**Task requirements**
Each line from the beginning of the data below through the line containing "enable LTO. (This" should be repeated exactly, please.

[[ Data supplied open ]]

PR #1207, opened 2024-05-22
Infer emit-bc feature if -lto is passed

mjburghard:
When passing `-lto=llvm-thin` or `-lto=llvm-full` to swiftc, it switches from emitting object files to bitcode files.
To include `llvm-bc` instead of `object` in the generated output-file-map, the feature `SWIFT_FEATURE_EMIT_BC` (`swift.emit_bc`) must be inferred. 
This PR implements this similar to `SWIFT_FEATURE__WMO_IN_SWIFTCOPTS`.

### DIFF
--- a/swift/internal/compiling.bzl
+++ b/swift/internal/compiling.bzl
@@ -132,6 +132,13 @@ _WMO_FLAGS = {
     "-wmo": True,
 }
 
+# Swift command line flags that enable LTO. (This
+# dictionary is used as a set for quick lookup; the values are irrelevant.)
+_LTO_FLAGS = {
+    "-lto=llvm-thin": True,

[[ Data supplied closed ]]

**Solution**
PR #1207, opened 2024-05-22
Infer emit-bc feature if -lto is passed

mjburghard:
When passing `-lto=llvm-thin` or `-lto=llvm-full` to swiftc, it switches from emitting object files to bitcode files.
To include `llvm-bc` instead of `object` in the generated output-file-map, the feature `SWIFT_FEATURE_EMIT_BC` (`swift.emit_bc`) must be inferred. 
This PR implements this similar to `SWIFT_FEATURE__WMO_IN_SWIFTCOPTS`.

### DIFF
--- a/swift/internal/compiling.bzl
+++ b/swift/internal/compiling.bzl
@@ -132,6 +132,13 @@ _WMO_FLAGS = {
     "-wmo": True,
 }
 
+# Swift command line flags that enable LTO. (This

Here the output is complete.